[SUPPLIED ENTRIES Boundary: Start]

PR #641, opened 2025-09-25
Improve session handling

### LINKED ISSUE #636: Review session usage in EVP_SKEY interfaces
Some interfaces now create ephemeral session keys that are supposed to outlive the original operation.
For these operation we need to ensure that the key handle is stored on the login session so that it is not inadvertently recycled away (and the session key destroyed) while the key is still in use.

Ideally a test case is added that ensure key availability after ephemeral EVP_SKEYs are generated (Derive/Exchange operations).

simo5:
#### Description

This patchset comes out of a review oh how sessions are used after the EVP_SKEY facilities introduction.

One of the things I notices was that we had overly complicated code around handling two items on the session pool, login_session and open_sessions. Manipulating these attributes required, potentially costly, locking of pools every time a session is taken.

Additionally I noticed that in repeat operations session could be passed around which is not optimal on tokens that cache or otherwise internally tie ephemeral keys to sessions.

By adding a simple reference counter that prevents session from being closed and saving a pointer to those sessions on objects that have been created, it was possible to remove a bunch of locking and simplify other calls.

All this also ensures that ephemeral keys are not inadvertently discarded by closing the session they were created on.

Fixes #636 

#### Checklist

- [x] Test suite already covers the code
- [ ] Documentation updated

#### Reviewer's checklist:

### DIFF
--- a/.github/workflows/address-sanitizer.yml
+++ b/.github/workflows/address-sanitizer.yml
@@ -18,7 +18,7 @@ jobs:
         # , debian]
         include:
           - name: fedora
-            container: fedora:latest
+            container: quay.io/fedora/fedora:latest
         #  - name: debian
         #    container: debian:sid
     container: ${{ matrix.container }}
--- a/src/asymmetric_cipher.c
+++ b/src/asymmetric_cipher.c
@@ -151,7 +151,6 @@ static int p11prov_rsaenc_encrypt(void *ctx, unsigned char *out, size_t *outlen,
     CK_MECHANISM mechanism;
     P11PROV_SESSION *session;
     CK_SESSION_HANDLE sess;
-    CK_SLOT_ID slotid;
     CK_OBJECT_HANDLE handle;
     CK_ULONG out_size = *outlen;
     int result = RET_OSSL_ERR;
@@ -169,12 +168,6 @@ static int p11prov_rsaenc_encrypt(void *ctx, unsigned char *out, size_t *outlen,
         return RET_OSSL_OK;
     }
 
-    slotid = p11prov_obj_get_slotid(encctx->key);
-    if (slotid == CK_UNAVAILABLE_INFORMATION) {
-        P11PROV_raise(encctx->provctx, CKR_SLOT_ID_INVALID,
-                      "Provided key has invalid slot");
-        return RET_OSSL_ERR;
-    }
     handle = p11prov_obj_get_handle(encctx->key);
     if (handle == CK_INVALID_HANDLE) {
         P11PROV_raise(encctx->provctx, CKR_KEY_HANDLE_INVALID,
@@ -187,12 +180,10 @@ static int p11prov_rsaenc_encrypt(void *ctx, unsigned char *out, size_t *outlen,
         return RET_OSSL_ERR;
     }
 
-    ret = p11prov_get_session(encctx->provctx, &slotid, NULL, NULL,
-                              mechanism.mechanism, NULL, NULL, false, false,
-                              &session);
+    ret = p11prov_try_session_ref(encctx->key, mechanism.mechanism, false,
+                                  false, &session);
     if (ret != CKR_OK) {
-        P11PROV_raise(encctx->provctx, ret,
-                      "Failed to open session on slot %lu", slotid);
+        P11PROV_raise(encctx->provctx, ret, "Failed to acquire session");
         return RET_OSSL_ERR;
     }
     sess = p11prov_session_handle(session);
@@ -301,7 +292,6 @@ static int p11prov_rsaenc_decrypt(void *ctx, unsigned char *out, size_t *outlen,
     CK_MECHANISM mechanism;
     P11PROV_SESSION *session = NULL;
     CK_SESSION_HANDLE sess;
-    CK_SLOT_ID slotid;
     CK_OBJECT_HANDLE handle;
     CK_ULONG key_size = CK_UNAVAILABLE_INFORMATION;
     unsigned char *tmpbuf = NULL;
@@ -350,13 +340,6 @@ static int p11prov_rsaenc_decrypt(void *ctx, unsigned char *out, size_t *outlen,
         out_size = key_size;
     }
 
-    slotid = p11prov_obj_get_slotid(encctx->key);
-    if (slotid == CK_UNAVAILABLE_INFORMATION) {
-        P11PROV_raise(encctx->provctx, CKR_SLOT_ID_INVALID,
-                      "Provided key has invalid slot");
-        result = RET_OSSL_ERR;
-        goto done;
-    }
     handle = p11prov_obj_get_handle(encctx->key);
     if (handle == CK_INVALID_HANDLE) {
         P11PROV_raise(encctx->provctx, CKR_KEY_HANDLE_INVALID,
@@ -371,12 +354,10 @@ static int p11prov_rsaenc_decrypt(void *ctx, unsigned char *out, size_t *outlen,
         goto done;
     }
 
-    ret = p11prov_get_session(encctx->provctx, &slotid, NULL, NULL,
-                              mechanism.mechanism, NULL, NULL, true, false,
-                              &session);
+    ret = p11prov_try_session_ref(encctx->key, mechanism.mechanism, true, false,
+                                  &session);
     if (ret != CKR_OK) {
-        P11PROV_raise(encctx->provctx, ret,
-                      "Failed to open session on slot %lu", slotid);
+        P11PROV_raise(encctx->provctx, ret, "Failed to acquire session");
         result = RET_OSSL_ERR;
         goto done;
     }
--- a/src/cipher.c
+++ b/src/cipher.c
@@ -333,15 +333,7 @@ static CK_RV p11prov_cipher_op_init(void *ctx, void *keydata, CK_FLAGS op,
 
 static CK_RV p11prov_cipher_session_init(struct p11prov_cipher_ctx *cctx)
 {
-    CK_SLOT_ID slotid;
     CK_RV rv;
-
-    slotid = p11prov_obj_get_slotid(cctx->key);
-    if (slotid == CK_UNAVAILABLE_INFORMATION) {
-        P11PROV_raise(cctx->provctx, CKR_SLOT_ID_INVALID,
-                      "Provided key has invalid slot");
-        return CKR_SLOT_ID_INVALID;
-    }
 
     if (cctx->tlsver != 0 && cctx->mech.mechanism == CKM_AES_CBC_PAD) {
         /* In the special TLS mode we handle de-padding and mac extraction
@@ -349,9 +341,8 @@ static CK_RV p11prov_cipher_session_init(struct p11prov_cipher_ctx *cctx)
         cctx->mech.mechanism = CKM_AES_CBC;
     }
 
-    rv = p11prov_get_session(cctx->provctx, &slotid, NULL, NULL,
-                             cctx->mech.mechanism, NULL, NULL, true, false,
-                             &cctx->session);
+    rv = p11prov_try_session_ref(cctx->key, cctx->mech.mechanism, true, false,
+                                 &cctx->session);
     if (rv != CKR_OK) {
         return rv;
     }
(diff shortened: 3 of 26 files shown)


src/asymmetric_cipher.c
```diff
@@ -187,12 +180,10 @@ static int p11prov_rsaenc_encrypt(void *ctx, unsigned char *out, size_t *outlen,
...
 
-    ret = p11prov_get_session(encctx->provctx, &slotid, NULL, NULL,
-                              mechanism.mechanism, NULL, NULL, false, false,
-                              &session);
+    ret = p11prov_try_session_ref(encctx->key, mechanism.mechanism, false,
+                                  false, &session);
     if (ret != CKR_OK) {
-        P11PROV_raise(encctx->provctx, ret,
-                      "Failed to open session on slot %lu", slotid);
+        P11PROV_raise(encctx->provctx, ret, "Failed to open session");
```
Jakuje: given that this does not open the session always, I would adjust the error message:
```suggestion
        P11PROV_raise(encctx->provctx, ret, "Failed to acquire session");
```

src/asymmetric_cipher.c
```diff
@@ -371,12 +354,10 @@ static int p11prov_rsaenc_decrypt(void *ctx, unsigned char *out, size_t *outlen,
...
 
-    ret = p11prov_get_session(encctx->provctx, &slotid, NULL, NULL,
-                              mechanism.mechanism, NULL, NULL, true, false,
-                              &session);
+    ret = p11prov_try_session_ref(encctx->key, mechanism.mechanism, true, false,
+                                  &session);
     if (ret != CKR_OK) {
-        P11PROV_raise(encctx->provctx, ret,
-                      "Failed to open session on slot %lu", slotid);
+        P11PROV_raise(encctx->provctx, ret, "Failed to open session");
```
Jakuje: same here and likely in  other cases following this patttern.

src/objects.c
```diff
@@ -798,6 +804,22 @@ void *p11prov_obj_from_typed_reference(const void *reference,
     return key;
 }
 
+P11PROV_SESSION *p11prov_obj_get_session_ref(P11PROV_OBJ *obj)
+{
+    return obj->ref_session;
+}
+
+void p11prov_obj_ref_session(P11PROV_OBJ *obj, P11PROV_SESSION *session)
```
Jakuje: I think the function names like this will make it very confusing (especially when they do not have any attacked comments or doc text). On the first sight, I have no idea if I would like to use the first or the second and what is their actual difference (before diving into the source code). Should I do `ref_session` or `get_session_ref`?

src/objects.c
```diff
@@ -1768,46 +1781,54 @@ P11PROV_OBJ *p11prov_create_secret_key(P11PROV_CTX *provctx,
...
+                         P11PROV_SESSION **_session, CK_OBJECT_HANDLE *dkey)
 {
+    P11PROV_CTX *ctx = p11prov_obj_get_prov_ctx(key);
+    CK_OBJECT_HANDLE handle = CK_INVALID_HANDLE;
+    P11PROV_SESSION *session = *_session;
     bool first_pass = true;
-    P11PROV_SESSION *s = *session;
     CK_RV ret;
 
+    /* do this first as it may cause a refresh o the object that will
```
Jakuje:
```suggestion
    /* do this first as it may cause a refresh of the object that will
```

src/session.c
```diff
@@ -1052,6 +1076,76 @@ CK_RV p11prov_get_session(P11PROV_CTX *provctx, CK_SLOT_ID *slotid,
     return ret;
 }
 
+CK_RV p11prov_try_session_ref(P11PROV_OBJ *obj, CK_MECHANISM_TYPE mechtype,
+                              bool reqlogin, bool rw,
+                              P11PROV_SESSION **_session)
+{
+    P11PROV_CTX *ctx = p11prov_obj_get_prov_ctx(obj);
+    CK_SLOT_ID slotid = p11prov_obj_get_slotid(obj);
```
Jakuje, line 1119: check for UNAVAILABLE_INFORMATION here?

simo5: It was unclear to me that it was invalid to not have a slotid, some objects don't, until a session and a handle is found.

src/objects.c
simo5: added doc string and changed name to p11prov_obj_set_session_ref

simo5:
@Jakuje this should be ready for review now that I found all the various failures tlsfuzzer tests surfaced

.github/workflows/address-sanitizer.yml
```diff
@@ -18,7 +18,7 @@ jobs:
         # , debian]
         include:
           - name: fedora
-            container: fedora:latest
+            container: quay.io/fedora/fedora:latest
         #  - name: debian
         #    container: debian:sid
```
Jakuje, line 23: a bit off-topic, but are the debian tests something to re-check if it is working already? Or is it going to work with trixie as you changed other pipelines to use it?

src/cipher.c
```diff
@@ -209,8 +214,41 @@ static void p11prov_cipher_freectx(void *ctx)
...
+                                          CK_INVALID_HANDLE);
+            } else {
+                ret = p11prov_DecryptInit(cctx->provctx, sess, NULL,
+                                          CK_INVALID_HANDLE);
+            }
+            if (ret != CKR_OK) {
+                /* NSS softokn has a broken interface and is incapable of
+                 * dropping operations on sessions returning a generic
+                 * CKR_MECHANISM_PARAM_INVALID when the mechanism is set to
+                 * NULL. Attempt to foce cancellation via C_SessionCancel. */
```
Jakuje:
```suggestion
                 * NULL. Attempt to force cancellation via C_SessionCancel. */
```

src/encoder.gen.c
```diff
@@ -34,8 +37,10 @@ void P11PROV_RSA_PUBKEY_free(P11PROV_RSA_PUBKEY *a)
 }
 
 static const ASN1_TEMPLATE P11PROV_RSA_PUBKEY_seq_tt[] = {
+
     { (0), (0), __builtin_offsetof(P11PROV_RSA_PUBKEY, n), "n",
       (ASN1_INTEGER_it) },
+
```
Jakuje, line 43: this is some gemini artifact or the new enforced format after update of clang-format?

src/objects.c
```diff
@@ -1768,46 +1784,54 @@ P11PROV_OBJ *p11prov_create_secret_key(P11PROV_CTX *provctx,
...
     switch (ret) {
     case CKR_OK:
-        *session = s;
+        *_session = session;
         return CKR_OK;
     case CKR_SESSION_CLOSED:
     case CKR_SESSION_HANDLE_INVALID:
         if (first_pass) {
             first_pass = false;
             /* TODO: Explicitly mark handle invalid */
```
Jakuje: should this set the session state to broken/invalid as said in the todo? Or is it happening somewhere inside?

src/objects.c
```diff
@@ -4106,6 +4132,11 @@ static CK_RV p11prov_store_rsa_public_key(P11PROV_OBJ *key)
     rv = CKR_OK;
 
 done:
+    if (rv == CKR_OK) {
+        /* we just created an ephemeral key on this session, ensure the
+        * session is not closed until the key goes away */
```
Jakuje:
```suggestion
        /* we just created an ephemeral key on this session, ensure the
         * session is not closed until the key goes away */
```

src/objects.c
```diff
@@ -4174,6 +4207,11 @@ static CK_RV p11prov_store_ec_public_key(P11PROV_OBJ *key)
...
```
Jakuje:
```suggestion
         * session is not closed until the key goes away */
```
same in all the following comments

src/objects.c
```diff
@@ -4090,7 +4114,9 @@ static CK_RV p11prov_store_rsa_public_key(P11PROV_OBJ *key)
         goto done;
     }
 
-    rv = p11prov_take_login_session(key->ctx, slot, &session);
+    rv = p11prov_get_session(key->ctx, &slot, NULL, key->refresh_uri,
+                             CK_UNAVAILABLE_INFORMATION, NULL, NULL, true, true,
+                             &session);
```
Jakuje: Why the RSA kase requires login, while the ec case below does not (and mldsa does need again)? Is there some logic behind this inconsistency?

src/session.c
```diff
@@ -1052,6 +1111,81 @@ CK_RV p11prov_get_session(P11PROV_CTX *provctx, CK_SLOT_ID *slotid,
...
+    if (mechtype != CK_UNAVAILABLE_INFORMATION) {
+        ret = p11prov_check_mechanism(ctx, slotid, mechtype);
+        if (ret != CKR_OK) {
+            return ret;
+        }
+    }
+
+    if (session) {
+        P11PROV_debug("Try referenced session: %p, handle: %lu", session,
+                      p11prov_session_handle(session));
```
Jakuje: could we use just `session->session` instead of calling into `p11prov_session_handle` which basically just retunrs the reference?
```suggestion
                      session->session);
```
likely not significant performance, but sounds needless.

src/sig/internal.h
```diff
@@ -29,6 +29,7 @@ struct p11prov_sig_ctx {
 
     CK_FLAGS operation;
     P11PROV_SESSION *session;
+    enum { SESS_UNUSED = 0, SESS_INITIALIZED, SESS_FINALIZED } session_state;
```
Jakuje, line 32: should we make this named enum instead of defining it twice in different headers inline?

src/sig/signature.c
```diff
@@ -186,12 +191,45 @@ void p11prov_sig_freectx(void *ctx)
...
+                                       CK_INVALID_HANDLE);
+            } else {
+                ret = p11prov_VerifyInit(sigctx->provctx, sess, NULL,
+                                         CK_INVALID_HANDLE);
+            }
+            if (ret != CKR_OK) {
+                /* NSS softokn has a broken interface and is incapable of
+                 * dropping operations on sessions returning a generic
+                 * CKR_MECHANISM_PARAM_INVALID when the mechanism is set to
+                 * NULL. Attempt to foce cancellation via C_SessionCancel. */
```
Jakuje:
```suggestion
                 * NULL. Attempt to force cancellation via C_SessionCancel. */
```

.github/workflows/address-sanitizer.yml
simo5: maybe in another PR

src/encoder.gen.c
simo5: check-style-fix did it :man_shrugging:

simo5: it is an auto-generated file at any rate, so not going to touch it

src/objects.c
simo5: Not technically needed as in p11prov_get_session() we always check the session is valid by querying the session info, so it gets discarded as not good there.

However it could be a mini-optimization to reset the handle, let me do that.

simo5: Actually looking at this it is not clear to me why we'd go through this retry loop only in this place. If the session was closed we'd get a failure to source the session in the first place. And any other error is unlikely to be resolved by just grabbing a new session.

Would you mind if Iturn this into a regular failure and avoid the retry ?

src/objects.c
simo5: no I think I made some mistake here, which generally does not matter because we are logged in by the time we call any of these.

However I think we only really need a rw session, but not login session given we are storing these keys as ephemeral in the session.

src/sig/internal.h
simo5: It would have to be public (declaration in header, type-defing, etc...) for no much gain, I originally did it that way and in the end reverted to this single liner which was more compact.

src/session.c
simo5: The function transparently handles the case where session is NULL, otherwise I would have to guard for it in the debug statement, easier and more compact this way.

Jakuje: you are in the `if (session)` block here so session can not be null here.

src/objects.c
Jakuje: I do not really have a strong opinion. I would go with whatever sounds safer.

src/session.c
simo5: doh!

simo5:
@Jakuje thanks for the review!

[SUPPLIED ENTRIES Boundary: End]
[SUPPLIED ENTRIES Boundary: Start]

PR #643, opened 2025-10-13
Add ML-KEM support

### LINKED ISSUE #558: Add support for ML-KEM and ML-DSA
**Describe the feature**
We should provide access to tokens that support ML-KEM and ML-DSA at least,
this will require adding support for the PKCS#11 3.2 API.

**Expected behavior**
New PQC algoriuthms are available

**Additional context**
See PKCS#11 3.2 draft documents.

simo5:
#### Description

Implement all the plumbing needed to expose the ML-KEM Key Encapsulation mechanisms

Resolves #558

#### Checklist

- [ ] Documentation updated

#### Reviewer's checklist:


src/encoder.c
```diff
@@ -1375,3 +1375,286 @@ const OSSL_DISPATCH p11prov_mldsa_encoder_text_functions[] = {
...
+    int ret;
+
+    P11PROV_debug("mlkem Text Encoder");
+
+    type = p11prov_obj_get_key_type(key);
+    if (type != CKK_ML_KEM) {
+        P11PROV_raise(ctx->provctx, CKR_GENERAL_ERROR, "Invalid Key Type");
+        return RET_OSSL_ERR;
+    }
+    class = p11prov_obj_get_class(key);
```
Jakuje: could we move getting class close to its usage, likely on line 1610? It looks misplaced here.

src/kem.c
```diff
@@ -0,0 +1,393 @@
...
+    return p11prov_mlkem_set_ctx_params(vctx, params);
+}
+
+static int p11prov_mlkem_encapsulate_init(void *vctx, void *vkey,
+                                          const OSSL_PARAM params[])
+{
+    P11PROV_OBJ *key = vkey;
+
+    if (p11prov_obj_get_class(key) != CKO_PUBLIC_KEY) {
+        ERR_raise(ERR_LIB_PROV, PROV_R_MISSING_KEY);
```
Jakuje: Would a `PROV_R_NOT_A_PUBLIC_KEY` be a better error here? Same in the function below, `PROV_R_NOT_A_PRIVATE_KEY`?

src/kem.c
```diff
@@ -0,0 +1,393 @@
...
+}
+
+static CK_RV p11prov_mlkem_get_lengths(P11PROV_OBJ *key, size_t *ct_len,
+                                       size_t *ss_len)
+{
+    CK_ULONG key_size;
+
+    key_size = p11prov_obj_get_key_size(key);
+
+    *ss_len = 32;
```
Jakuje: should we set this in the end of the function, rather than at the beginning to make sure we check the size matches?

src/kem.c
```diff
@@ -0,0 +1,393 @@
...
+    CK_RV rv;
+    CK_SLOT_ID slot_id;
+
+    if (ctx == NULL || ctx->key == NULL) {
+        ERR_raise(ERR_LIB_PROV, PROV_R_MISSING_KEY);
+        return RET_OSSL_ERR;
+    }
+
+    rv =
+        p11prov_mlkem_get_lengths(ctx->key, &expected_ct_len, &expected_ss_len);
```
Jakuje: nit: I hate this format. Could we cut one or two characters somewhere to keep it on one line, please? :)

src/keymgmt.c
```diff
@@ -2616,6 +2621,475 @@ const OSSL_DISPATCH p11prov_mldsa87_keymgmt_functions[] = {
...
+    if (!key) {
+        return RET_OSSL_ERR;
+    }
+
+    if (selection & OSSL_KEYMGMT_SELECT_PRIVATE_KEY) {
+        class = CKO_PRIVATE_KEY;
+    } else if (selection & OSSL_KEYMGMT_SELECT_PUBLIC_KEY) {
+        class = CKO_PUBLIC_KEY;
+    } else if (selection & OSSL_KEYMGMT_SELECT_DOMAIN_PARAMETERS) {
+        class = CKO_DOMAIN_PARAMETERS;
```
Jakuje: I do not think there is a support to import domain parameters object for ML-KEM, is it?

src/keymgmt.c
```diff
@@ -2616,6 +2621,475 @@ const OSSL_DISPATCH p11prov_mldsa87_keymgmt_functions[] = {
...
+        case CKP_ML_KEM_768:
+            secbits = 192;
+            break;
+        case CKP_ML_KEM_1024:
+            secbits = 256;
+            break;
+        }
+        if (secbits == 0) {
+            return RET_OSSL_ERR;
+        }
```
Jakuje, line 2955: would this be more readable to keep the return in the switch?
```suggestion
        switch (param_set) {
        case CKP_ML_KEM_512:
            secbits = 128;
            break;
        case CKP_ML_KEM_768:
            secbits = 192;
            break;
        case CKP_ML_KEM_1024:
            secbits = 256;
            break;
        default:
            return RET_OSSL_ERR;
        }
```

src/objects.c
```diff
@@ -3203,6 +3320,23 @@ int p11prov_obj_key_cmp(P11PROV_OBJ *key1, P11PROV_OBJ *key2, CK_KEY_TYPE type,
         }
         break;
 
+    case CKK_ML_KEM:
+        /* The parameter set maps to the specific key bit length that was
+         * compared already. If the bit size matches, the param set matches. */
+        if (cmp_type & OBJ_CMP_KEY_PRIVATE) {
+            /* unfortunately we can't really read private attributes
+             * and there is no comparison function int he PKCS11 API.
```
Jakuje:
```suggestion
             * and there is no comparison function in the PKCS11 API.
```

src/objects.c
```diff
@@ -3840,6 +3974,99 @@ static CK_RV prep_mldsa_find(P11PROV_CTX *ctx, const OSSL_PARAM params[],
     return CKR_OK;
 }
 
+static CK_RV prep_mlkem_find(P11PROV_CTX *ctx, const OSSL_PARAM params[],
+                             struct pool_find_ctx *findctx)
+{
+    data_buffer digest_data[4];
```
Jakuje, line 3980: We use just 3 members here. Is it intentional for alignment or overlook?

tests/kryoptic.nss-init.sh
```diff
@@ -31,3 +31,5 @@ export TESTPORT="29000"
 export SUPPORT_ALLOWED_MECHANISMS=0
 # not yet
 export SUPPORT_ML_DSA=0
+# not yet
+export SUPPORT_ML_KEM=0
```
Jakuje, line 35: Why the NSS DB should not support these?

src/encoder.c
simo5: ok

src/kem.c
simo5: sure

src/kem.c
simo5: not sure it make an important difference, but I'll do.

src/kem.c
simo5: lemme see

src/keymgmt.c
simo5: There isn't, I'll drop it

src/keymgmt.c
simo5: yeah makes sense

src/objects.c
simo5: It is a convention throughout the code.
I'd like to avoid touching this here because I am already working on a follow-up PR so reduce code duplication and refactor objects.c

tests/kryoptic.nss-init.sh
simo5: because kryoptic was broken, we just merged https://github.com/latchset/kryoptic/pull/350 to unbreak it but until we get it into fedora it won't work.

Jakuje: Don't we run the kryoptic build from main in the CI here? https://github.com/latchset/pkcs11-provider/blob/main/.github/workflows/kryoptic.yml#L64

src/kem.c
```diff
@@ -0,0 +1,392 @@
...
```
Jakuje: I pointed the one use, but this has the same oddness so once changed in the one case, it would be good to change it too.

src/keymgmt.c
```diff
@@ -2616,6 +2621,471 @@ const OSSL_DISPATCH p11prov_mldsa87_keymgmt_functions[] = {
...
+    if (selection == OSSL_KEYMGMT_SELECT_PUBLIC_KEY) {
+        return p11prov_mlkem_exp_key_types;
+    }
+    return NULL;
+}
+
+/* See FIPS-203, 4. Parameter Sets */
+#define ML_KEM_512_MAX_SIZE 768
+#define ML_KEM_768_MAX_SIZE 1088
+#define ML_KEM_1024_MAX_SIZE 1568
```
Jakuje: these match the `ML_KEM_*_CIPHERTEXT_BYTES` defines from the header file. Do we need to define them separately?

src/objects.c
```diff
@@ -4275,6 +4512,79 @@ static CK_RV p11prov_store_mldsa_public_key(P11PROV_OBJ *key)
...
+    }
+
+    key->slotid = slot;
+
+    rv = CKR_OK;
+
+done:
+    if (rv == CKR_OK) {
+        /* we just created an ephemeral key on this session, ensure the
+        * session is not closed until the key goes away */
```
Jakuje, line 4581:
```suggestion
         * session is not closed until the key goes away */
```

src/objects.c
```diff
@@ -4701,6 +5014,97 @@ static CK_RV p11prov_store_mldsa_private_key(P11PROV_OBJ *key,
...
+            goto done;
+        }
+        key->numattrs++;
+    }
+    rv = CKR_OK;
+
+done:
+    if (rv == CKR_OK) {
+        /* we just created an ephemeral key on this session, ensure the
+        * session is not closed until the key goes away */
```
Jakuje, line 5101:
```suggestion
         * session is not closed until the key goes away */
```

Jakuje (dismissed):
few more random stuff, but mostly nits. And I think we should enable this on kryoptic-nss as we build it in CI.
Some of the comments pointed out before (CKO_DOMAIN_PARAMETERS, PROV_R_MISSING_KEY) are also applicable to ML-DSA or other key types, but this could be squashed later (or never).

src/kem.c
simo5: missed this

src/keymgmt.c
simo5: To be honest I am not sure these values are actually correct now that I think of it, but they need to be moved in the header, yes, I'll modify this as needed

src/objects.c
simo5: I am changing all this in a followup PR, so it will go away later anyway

[SUPPLIED ENTRIES Boundary: End]

▶ [EXERCISE] Return word for word the lines above from the line with "PR #641, opened 2025-09-25" to the line with "Some interfaces now", including both and leaving out all others.

▶ [REPLY TO THE TASK]
PR #641, opened 2025-09-25
Improve session handling

### LINKED ISSUE #636: Review session usage in EVP_SKEY interfaces
Some interfaces now create ephemeral session keys that are supposed to outlive the original operation.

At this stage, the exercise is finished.